PR #1192, opened 2022-12-15
fix: issue where `poll_blocks()` did not detect chain re-org

unparalleled-js:
### What I did

Fixes an issue where a re-org was never detected.
Additionally, when a chain reorganization occurs, `poll_blocks()` yields the missed blocks even if they were previously yielded with different block numbers.
There are also spelling fixes and other small fixes in the `chain.py` module.

### How I did it

Noticed reorg detection wasn't working.
Realized `chain.py` had several warnings (thanks Pycharm)
Fixed everything and added a test.

### How to verify it

Poll blocks on mainnet; you should get a sequential amount of blocks (nothing changed).
Poll blocks with unreasonable small required confs to test reorg works.

### Checklist

### DIFF
--- a/src/ape/managers/chain.py
+++ b/src/ape/managers/chain.py
@@ -233,6 +233,11 @@ class BlockContainer(BaseManager):
     ) -> Iterator[BlockAPI]:
         """
         Poll new blocks. Optionally set a start block to include historical blocks.
+
+        **NOTE**: When a chain reorganization occurs, this method logs an error and
+        yields the missed blocks even if they were previously yielded with different
+        block numbers.
+
         **NOTE**: This is a daemon method; it does not terminate unless an exception occurs
         or a ``stop`` is given.
 
--- a/src/ape/managers/chain.py
+++ b/src/ape/managers/chain.py
@@ -917,7 +917,7 @@ class ContractCache(BaseManager):
         Find the method ABI from the given contract address and selector.
 
         Args:
-            contract_address (``AddressType``): The address of the contract.
+            contract (``AddressType``): The address of the contract.
             selector (``HexBytes``): The method ID.
 
         Returns:
--- a/src/ape/managers/chain.py
+++ b/src/ape/managers/chain.py
@@ -282,8 +282,6 @@ class BlockContainer(BaseManager):
             raise ValueError("'stop' argument must be in the future.")
 
         # Get number of last block with the necessary amount of confirmations.
-        last_yielded_hash = None
-        last_yielded_number = None
         block = None
 
         if start_block is not None:
@@ -294,9 +292,17 @@ class BlockContainer(BaseManager):
         if block:
             last_yielded_hash = block.hash
             last_yielded_number = block.number
-            time_since_last = time.time()
 
-        time.sleep(block_time)
+            # Only sleep if pre-yielded a block
+            time.sleep(block_time)
+
+        else:
+            last_yielded_hash = None
+            last_yielded_number = None
+
+        # Set `time_since_last` even if haven't yield yet.
+        # This helps with timing out the first time.
+        time_since_last = time.time()
 
         def _try_timeout():
             if time.time() - time_since_last > timeout:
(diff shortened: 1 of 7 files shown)


src/ape/managers/chain.py
```diff
@@ -276,13 +277,16 @@ def poll_blocks(
...
         if start_block is not None:
-            # Front-load historically confirmed blocks.
-            yield from self.range(start_block, latest_confirmed_block_number + 1)
-            has_yielded_before_reorg = True
+            # Front-load historical blocks.
+            for block in self.range(start_block, self.height - required_confirmations + 1):
+                last_yielded_hash = block.hash
+                last_yielded_number = block.number
+                time_since_last = time.time()
+                yield block
```
fubuloubu, line 294: Maybe a little optimization trick here:

```suggestion
                yield block

            # NOTE: using last `block` from historical iterator
            last_yielded_hash = block.hash
            last_yielded_number = block.number
            time_since_last = time.time()
```

In python, `block` exists past the scope of the iterator here, and you only need the last one, so leveraging that will reduce a bunch of small computation if you're doing a large number of blocks

src/ape/managers/chain.py
```diff
@@ -276,13 +282,16 @@ def poll_blocks(
...
-        latest_confirmed_block_number = self.height - required_confirmations
-        has_yielded_before_reorg = False
+        last_yielded_hash = None
+        last_yielded_number = None
 
         if start_block is not None:
-            # Front-load historically confirmed blocks.
-            yield from self.range(start_block, latest_confirmed_block_number + 1)
-            has_yielded_before_reorg = True
+            # Front-load historical blocks.
```
fubuloubu, line 289: Or another option
```suggestion
            last_yielded_number = self.height - required_confirmations
            yield from self.range(start_block, last_yielded_number + 1)
            block = self[last_yielded_number + 1]
            last_yielded_hash = block.hash
            last_yielded_number = block.number
            time_since_last = time.time()
            yield block
```

unparalleled-js: I think there could be a race condition in this one.
I like the idea of using `block` from the outer scope because than it for sure is the block that got yielded

src/ape/managers/chain.py
```diff
@@ -284,17 +284,19 @@ def poll_blocks(
         # Get number of last block with the necessary amount of confirmations.
         last_yielded_hash = None
         last_yielded_number = None
+        block = None
```
unparalleled-js, line 287: have to start as `None` in case the range is empty

src/ape/managers/chain.py
```diff
@@ -276,16 +282,21 @@ def poll_blocks(
             raise ValueError("'stop' argument must be in the future.")
 
         # Get number of last block with the necessary amount of confirmations.
-        latest_confirmed_block_number = self.height - required_confirmations
-        has_yielded_before_reorg = False
+        last_yielded_hash = None
+        last_yielded_number = None
```
fubuloubu, line 286: Might be better to move these as the `else` case in `if block` below

src/ape/managers/chain.py
```diff
@@ -276,16 +282,21 @@ def poll_blocks(
...
-            yield from self.range(start_block, latest_confirmed_block_number + 1)
-            has_yielded_before_reorg = True
+            # Front-load historical blocks.
+            for block in self.range(start_block, self.height - required_confirmations + 1):
+                yield block
+
+        if block:
+            last_yielded_hash = block.hash
+            last_yielded_number = block.number
+            time_since_last = time.time()
```
fubuloubu, line 298:
```suggestion
else:
    last_yielded_hash = None
    last_yielded_number = None

```

Might also need `time_since_last` here?

fubuloubu (dismissed):

src/ape/managers/chain.py
```diff
@@ -232,7 +233,12 @@ def poll_blocks(
     ) -> Iterator[BlockAPI]:
         """
         Poll new blocks. Optionally set a start block to include historical blocks.
-        **NOTE**: This is a daemon method; it does not terminate unless an exception occurrs
+
+        **NOTE**: When a chain reorganization occurs, this method logs an error and
+        yields the missed blocks even if they were previously yielded with different
+        block numbers.
```
NotPeopling2day, line 239: nitpick:
```suggestion
        **NOTE**: When a chain reorganization occurs, this method logs an error and
        yields the missed blocks, even if they were previously yielded with different
        block numbers.
```

NotPeopling2day (dismissed):

PR #1196, opened 2022-12-19
fix: use cached path

unparalleled-js:
### What I did

Another failed test in `ape-solidity` caught this issue where the path was being mistakenly reset, causing issues with calculated contracts folder

### Checklist

### DIFF
--- a/src/ape/managers/project/manager.py
+++ b/src/ape/managers/project/manager.py
@@ -246,13 +246,11 @@ class ProjectManager(BaseManager):
                 self.path, self.contracts_folder
             )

ACTIVITY: Scan the material above for lines holding "class" and copy each of them.

RESPONSE AREA:
@@ -233,6 +233,11 @@ class BlockContainer(BaseManager):
@@ -917,7 +917,7 @@ class ContractCache(BaseManager):
@@ -282,8 +282,6 @@ class BlockContainer(BaseManager):
@@ -294,9 +292,17 @@ class BlockContainer(BaseManager):
@@ -246,13 +246,11 @@ class ProjectManager(BaseManager):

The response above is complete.